The exhibit “Climate Justice” highlights the connections between human rights and climate change, foregrounding youth activism and voices.
Climate Justice (Level 2 — What Are Human Rights?)
Explore the connections between human rights and climate change that are at the heart of the climate justice movement.
June 2022 to June 2024
Tags for Climate Justice
Striking for the Climate
In 2019, youth worldwide go on school strikes. Instead of going to class, they take over city streets. Loudly, boldly, they denounce inaction on climate change. They fill the streets and protest with signs expressing anger about their uncertain future. They fear nothing will change – except the climate.
Greta Thunberg went on a school strike in 2018. At age 15, she ignited a global movement. Five hundred thousand people took to the streets of Montreal with her on September 27, 2019. There were more strikes in 150 cities around the world on that day.
Protecting the Land and Water
Many Indigenous youth are opposed to the exploitation of fossil fuels. They stand against pipelines to prevent harm to the land and all its living beings. They denounce the impacts of oil and gas projects on communities already experiencing discrimination, abuses and violations.

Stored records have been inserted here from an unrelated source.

PR #2352, opened 2022-05-04
Wildcard subdomains v2 - e.g. *.google.com

mckenfra:
See pull request https://github.com/mozilla/multi-account-containers/pull/1500 and issue https://github.com/mozilla/multi-account-containers/issues/473

This is a second attempt at implementing a wildcard subdomains feature. This time round, I have tried to keep the amount of code that is changing to the bare minimum. This should make code review easier and minimise any risk of introducing regressions. We can potentially cancel the previous pull request if this one looks better.

https://user-images.githubusercontent.com/439593/166697696-78b3d20d-4032-41ac-b030-e017d36a28cb.mov

### How the code works

When you click the `www` part of `www.google.com` in the popup, a `wildcardHostname` property with value `google.com` is added to the stored `siteSettings` object for `www.google.com` in `assignManager.js` [See code here](https://github.com/mckenfra/multi-account-containers/blob/ab400dffdd62e05380b48d5985bd8ce356de5264/src/js/background/assignManager.js#L694)

If you then open a tab and navigate to `mail.google.com`, we need the code to find the matching `google.com` wildcard hostname stored in the `www.google.com` site. This is achieved by storing an additional map of `wildcardHostname` values to `siteStoreKeys`. [See code here](https://github.com/mckenfra/multi-account-containers/blob/ab400dffdd62e05380b48d5985bd8ce356de5264/src/js/background/assignManager.js#L135)
 
So when handling the request for `mail.google.com`, the wildcard hostname map is queried to see if there is a mapping for`mail.google.com`, then `google.com` (and then theoretically `com`). It finds that `google.com` is mapped to `www.google.com`, and so uses the `www.google.com` site settings to handle the request. [See code here](https://github.com/mckenfra/multi-account-containers/blob/ab400dffdd62e05380b48d5985bd8ce356de5264/src/js/background/assignManager.js#L289)

# Syncing

The sync feature should _just work_ as expected, since the new `wildcardHostname` property of the `siteSettings` will be synced along with all the other properties of the `siteSettings` object.

# Try it out

I have put up a temporary build [here](https://github.com/mckenfra/multi-account-containers/releases/tag/8.0.7.1-WildcardSubdomains) for you to try out the feature without having to build it yourself. Let me know if it looks good or if you find any issues.

I have also include unit tests in this pull request.

Issue #473, opened 2017-04-29
“Always Open in This Container” for TLD?


ArchangeGabriel:
Hi there,

I’m new to containers and enjoying the feature, especially with this “Always Open in This Container” feature.

However, I was wondering if it would be feasible to add website in this category by TLD, e.g. *mozilla.org instead of www.mozilla.org, bugzilla.mozilla.org, wiki.mozilla.org…

They are TLD for which I would want that (archlinux.org is another example), and some for which I don’t (likely google.com).

Thanks!

anewuser:
You don't know what a top-level domain is. The TLD of your examples is **org**.

ArchangeGabriel:
Hum yes sorry, you’re right. Edited the title.

groovecoder:
Container isolation is based on origins as [defined for Same Origin Policy](https://developer.mozilla.org/docs/Web/Security/Same-origin_policy). So, we would need to seriously consider the web privacy & security effects if we made it (too) easy to assign (wildcard) subdomains to a container.

jonathanKingston:
For clarity SOP considers port(EG: 80, 300, etc) and protocol(EG: http, https). We however don't.

As mentioned, there are some you won't want this feature for. Deciding on the right UI for this seems a little tricky.

b0urb0n:
I think this would be particularly useful for people who want to ensure that information set by domain-wide resources (behind their company's VPN) don't get disclosed to any other website.  My particular use case would be to have anything that matches *.myworkdomain.com auto-open in the "Work" container.  This would be easier than manually adding each host/URL.

Perhaps a disclaimer: "Beware: this feature, if mis-configured, could defeat the purpose all together."  Or determining the minimum that one can wildcard as to not defeat the point of this feature:

Test | Pass/Fail
---|---
`*`|:x:
`*.*`|:x:
`*.tld`|:x:
`*.domain.tld`|:white_check_mark:
`*.sub.domain.tld`|:white_check_mark:
...|:white_check_mark:

jonathanKingston:
@b0urb0n the problem also is that users want to restrict their search engine traffic from their mail provider.

They for example might want mail.google.com and docs.google.com into a work continer but not www.google.com.

This leads to the conflicting use cases as you mention. I'm not sure if there is an obvious resolution.

b0urb0n:
[...]

Issue #2901, opened 2026-05-22
[linux] container lost all settings on restarting firefox


strider16:
### Before submitting a bug report

- [x] I updated to the latest version of Multi-Account Container and tested if I can reproduce the issue
- [x] I searched for existing reports to see if it hasn't already been reported

### Step to reproduce

User Agent: Mozilla/5.0 (X11; Linux x86_64; rv:150.0) Gecko/20100101 Firefox/150.0

Steps to reproduce:

1 - configure firefox account and firefox sync (NOT the sync option inside m-a-c)
2 - set all containers colors, icons, and credentials while browsing
3 - close the browser
4 - restart the browser reloading all tabs from previous session

### Actual behavior

Actual results:

My containers are lost. Default container reappear.

All tabs are remembered, and even the container color on the tabs that uses them appear for a while. Time enough to type in the password anyway, because in a blink of eye the tabs lose their colored borders and when I click to great a new tab, it reverted to the default 4 types.

### Expected behavior

Expected results:

Expected result: all tabs with respective containers and credentials should have kept their settings.

### Additional informations

tldr: two pcs, one nightly/windows, one firefox/mint, firefox account sync'd, but only F/M loses its container settings very frequently, N/W is rock stable.

I use firefox in 3 instances, 2 windows and 1 linux. Actually, I first started using 2 nightly instances, both windows devices, but then I turned one of them to a linux mint, and since firefox came preinstalled, I kept it instead installing nightly, so one windows instance is on "halt" since some month. Sync works fine, AFAIK firefox sync doesn't sync containers, and this is cool, I use a handful of containers and creating them at a first setup isn't a big deal.

After some weeks, from time to time my firefox on mint started losing its container settings. It wasn't frequent, but it started to accelerate, once a month, than weekly, then twice a week. Now happens each other day. I close firefox and go to work, when I come home and start firefox, it isn't unlikely it will lose the containers I create and the tabs revert to a non-container state. It can happens if I restart the PC too. It is guaranteed to happen if firefox is open while the pc crashes (gaming).

[...]

Issue #2682, opened 2024-10-23
Deleted Container Reappears On Devices Even after Syncing After Deletion


levski:
### Before submitting a bug report

- [X] I updated to the latest version of Multi-Account Container and tested if I can reproduce the issue
- [X] I searched for existing reports to see if it hasn't already been reported

### Step to reproduce

open tab for container 1, open website that was once set to open for container 2 only (in my case it was outlook.com)
it will then ask you which container, you should open the website in (which shouldn't appear since the other container was deleted in the past)

### Actual behavior

randomly, the extension will sync even deleted containers, when it does this issue will happen.

### Expected behavior

syncing extension should sync to the master list and sync to all devices.

### Additional informations

not sure what else to say here.

StormPooper:
I've also had deleted containers reappearing recently.

newptcai:
Yes. Deleting container does not seem to work.

wondercomm:
Same issue here. Is there a fix for this yet?

krc:
Possibly related to or same as #2717 (newer), unclear if that relates to syncing. In my case at least I do have syncing turned on. Would be interesting to hear of a case with no sync.

alexnt85:
> Possibly related to or same as [#2717](https://github.com/mozilla/multi-account-containers/issues/2717) (newer), unclear if that relates to syncing. In my case at least I do have syncing turned on. Would be interesting to hear of a case with no sync.

I recently migrated my firefox profile to waterfox and I'm facing this issue. There is a specific container called "private" that reappears and I don't have sync enabled.

hovancik:
having same issue

wondercomm:
> I had a collection of bookmarks in a Container. I don't need the Container anymore. So I deleted the Container (i.e. Remove). I sync all devices and the Container is gone. A few days later, the Container that I deleted is back. I remove the Container, and sync. Check other devices and all OK. Then a few days later, the Container is back. It feels like Groundhog Day ...
> 
> Maybe I have to manually delete all the bookmarks in that Container???

I simply renamed the container(s) that kept coming back and used it for other purposes instead of creating new container. This change was persistent and for now this is a workaround until Mozilla fixes this.

hovancik:
So syncing does work for you? I have multiple devices but containers are not synced as I would expect.

jacobthemagicalpanda:
[...]

PR #2912, opened 2026-06-22
Feature: catchall domains - e.g. *.google.com

mckenfra:

# Description

Adds the ability to assign all subdomains of a domain to a container.

The list of domains is automatically updated as new sites are assigned to a container. This feature is made possible by the new [`publicSuffix`](https://developer.mozilla.org/en-US/docs/Mozilla/Add-ons/WebExtensions/API/publicSuffix) API that is due to be released in [Firefox 153](https://developer.mozilla.org/en-US/docs/Mozilla/Firefox/Releases/153).

https://github.com/user-attachments/assets/5e0a9933-5c3d-4fd0-921b-9604f654caf9

## Type of change

*Select all that apply.*

- [ ] Bug fix
- [x] New feature
- [x] Major change (fix or feature that would cause existing functionality to work differently than in the current version)

* #473 
* #2352

### DIFF
--- a/src/js/background/assignManager.js
+++ b/src/js/background/assignManager.js
@@ -46,6 +46,18 @@ window.assignManager = {
       return this.getByUrlKey(siteStoreKey);
     },
 
+    async match(pageUrl) {
+      const domainMatchKeys = domainManager.getDomainMatchKeys(pageUrl);
+      const siteStoreKey = this.getSiteStoreKey(pageUrl);
+      const storageResponse = await this.area.get([...domainMatchKeys, siteStoreKey]);
+      const domainStoreKey = domainMatchKeys.find(key => key in storageResponse);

The Trans Mountain pipeline expansion brought Indigenous land defenders and climate activists together in waves of protest across Canada. A 40‐foot by 10‐foot (12 metre by 3 metre) protest banner designed by a young Tsleil‐Waututh artist from unceded Coast Salish lands in British Columbia, Ocean Hyland, hangs from the ceiling of the gallery.
Video: Banner designed by Indigenous artists hanging from the Iron Workers Memorial Bridge
Code Red for Humanity
Climate change is widespread, rapid and intensifying. Science tells us this with numbers and models. People around the world experience it in their everyday lives. Communities least responsible for the emissions causing global warming are those whose health, livelihoods and rights are most negatively impacted.
Around the world, higher temperatures, unpredictable rainfalls, floods and droughts are causing dire health consequences for poor and vulnerable communities.
Climate Justice opens in the What Are Human Rights? gallery on Level 2 in June 2022 and runs until June 2024.